Prompt – Keep to one stretch of the data below, the lines from the one with "- The normal" up to and including the one with "- Full default-topology", and return that stretch exactly.

════════════════════

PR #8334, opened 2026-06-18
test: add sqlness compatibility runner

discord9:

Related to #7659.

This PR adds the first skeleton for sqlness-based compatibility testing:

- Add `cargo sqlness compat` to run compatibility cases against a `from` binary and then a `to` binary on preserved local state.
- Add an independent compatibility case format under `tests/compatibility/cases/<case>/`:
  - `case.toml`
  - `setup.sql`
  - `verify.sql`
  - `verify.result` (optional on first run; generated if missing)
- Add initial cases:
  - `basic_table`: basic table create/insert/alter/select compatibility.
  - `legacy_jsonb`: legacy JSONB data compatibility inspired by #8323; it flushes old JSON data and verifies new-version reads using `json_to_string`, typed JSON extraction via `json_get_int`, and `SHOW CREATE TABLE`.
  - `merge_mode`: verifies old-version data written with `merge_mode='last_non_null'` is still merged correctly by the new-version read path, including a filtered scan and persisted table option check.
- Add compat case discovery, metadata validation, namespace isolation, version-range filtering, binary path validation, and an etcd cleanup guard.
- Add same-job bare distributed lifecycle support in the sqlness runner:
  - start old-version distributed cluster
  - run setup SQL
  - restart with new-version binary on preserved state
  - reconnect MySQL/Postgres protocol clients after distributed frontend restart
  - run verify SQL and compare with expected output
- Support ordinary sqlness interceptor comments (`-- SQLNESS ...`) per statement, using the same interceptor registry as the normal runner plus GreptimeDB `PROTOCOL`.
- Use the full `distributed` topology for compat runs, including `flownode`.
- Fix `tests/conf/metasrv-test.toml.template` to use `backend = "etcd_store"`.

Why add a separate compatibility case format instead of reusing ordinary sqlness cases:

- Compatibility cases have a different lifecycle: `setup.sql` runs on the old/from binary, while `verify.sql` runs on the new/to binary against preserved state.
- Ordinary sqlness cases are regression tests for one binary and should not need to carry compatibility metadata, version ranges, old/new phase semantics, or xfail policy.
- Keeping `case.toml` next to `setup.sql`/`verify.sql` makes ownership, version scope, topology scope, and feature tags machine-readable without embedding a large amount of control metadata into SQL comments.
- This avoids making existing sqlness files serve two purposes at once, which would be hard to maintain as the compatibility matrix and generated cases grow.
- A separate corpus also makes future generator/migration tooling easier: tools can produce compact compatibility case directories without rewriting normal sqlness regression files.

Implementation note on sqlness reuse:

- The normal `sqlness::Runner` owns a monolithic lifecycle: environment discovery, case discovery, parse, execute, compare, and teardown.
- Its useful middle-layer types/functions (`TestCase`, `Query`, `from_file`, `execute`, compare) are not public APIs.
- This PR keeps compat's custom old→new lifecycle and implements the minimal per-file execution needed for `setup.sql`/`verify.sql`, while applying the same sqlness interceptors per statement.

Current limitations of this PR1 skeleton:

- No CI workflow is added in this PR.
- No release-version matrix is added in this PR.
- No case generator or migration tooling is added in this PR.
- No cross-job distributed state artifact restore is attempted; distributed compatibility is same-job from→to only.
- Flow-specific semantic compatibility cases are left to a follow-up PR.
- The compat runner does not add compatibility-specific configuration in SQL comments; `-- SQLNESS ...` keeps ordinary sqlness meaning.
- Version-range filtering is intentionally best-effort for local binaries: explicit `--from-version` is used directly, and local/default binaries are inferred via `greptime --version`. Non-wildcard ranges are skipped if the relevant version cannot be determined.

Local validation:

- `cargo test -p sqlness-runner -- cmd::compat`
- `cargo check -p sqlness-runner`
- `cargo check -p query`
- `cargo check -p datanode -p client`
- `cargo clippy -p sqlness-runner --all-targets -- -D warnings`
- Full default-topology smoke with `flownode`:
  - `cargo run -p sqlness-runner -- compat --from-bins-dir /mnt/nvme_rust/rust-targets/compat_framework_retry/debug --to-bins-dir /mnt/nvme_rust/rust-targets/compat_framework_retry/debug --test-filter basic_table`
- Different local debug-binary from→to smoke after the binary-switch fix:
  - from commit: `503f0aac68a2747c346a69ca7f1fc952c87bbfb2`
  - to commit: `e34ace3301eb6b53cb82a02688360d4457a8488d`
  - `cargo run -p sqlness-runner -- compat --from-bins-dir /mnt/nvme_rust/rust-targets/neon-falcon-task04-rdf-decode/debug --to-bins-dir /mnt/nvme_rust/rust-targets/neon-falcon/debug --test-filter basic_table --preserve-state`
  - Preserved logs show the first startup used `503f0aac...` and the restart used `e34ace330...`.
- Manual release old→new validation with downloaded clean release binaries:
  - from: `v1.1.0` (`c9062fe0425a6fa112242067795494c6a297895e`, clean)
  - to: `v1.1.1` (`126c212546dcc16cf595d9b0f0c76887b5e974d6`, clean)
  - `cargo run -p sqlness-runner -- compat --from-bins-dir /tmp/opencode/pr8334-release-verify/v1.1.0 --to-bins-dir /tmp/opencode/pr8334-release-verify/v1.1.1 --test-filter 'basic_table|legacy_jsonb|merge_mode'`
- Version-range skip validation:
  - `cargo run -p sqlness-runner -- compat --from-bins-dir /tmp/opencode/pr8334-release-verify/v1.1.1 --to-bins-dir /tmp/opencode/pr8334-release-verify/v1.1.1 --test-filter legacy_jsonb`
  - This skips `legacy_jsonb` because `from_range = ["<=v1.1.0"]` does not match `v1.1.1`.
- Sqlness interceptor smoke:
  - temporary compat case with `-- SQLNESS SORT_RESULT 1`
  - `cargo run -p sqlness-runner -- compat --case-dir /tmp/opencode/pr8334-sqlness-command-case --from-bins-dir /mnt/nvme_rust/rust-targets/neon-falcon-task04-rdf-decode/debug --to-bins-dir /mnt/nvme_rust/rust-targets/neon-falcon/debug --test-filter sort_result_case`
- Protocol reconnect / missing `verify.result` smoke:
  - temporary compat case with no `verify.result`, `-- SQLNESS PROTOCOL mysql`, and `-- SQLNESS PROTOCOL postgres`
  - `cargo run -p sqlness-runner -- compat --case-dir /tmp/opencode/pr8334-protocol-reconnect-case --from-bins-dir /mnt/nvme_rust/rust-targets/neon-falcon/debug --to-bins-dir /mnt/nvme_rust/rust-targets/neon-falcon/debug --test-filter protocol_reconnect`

════════════════════

Result below –
- The normal `sqlness::Runner` owns a monolithic lifecycle: environment discovery, case discovery, parse, execute, compare, and teardown.
- Its useful middle-layer types/functions (`TestCase`, `Query`, `from_file`, `execute`, compare) are not public APIs.
- This PR keeps compat's custom old→new lifecycle and implements the minimal per-file execution needed for `setup.sql`/`verify.sql`, while applying the same sqlness interceptors per statement.

Current limitations of this PR1 skeleton:

- No CI workflow is added in this PR.
- No release-version matrix is added in this PR.
- No case generator or migration tooling is added in this PR.
- No cross-job distributed state artifact restore is attempted; distributed compatibility is same-job from→to only.
- Flow-specific semantic compatibility cases are left to a follow-up PR.
- The compat runner does not add compatibility-specific configuration in SQL comments; `-- SQLNESS ...` keeps ordinary sqlness meaning.
- Version-range filtering is intentionally best-effort for local binaries: explicit `--from-version` is used directly, and local/default binaries are inferred via `greptime --version`. Non-wildcard ranges are skipped if the relevant version cannot be determined.

Local validation:

- `cargo test -p sqlness-runner -- cmd::compat`
- `cargo check -p sqlness-runner`
- `cargo check -p query`
- `cargo check -p datanode -p client`
- `cargo clippy -p sqlness-runner --all-targets -- -D warnings`
- Full default-topology smoke with `flownode`:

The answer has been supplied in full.